Collected data:
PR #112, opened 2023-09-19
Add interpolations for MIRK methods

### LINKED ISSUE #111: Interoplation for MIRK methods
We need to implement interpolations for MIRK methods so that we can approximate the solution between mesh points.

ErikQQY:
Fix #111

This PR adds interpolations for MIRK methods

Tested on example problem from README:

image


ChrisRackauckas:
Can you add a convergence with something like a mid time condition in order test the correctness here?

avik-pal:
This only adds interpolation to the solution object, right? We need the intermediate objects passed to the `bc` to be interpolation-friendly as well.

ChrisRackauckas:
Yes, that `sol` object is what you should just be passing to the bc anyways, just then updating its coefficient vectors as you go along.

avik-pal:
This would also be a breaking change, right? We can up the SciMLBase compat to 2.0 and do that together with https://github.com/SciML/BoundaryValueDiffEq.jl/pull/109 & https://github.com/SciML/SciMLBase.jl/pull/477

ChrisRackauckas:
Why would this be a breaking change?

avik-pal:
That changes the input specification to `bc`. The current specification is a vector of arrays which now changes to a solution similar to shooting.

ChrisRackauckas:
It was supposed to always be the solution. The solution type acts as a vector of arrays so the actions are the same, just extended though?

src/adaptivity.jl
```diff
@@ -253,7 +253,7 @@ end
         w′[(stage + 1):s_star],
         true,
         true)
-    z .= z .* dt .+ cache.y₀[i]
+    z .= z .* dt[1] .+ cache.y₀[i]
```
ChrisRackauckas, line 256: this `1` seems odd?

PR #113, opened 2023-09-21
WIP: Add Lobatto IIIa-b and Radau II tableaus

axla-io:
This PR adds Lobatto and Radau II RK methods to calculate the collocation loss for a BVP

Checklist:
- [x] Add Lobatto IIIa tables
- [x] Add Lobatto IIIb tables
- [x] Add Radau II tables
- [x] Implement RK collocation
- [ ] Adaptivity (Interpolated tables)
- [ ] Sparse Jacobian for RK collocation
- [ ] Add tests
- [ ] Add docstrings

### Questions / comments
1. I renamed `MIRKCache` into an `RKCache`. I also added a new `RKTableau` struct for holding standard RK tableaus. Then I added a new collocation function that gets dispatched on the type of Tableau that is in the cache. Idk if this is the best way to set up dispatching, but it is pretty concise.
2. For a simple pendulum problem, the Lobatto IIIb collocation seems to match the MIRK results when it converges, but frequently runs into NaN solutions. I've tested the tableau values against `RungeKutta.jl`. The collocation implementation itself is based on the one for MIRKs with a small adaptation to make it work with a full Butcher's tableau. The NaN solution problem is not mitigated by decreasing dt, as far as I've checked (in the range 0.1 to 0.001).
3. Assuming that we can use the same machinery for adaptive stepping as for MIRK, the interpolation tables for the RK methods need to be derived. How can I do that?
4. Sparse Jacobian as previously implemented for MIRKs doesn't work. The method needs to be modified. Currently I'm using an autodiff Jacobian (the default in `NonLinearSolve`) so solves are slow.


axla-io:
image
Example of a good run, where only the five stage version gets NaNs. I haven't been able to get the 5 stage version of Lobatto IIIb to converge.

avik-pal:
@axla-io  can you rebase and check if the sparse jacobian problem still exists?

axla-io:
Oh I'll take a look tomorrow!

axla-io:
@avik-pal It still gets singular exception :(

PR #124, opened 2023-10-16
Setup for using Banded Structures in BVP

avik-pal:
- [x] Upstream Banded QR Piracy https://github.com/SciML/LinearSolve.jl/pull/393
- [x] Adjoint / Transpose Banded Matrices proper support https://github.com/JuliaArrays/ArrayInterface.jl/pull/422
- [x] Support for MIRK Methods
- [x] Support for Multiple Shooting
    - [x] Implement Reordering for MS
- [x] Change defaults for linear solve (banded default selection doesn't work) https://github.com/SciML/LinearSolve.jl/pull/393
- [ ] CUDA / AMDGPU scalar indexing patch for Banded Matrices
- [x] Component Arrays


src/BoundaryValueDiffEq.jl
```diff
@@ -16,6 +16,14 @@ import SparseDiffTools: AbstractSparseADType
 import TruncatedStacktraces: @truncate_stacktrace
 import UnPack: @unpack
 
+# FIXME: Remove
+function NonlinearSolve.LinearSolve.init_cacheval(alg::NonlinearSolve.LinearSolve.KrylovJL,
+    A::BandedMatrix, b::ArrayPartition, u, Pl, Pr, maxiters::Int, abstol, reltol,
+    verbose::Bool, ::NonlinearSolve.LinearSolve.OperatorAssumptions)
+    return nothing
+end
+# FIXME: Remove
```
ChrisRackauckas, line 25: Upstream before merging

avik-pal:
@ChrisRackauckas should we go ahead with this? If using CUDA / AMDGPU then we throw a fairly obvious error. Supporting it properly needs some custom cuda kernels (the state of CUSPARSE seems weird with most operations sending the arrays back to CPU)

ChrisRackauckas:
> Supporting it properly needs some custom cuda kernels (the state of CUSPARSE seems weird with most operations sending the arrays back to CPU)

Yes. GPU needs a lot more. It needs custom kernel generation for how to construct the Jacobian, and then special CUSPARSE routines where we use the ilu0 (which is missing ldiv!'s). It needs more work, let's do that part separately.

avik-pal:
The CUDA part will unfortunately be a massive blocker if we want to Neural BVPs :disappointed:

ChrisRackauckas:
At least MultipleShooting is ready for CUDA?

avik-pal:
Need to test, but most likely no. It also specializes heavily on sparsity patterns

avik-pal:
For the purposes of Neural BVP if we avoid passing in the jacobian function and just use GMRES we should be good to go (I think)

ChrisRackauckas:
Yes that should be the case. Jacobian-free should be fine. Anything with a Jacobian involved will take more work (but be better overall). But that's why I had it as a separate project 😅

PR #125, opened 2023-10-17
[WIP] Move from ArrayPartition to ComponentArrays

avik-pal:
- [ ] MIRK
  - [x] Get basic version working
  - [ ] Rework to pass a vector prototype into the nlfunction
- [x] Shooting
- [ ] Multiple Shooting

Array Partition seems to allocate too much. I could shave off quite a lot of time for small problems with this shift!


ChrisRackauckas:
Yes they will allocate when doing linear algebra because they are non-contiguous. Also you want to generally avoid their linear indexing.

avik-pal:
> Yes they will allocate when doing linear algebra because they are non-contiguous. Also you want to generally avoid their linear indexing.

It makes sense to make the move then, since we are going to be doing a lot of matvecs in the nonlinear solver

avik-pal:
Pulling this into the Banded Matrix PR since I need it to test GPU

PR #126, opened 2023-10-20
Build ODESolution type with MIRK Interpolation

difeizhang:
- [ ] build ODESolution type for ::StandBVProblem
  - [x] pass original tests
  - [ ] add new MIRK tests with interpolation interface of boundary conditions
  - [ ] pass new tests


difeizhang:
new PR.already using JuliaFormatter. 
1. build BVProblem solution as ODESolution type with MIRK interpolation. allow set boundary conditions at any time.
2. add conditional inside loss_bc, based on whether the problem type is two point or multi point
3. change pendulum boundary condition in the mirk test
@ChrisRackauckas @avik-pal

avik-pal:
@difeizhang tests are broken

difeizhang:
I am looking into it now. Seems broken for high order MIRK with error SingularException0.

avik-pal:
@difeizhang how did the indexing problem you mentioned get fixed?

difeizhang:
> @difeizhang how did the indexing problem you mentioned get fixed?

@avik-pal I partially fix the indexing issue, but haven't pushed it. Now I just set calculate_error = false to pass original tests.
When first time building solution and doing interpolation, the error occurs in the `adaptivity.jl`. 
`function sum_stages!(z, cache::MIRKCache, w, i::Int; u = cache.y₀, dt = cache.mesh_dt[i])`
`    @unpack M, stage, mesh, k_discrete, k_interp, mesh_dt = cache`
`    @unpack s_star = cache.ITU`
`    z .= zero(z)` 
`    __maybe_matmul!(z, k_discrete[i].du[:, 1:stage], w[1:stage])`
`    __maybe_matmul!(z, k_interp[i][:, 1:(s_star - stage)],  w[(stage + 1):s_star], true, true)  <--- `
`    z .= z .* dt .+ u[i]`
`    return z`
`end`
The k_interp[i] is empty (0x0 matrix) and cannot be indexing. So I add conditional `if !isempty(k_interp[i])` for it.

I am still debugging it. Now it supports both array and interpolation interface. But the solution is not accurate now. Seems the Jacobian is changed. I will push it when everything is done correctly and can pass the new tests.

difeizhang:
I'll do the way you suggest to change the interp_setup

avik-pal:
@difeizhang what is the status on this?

TASK: Which lines of the records above hold the word "BoundaryValueDiffEq"? Copy each of them.

YOUR RESPONSE:
This would also be a breaking change, right? We can up the SciMLBase compat to 2.0 and do that together with https://github.com/SciML/BoundaryValueDiffEq.jl/pull/109 & https://github.com/SciML/SciMLBase.jl/pull/477
src/BoundaryValueDiffEq.jl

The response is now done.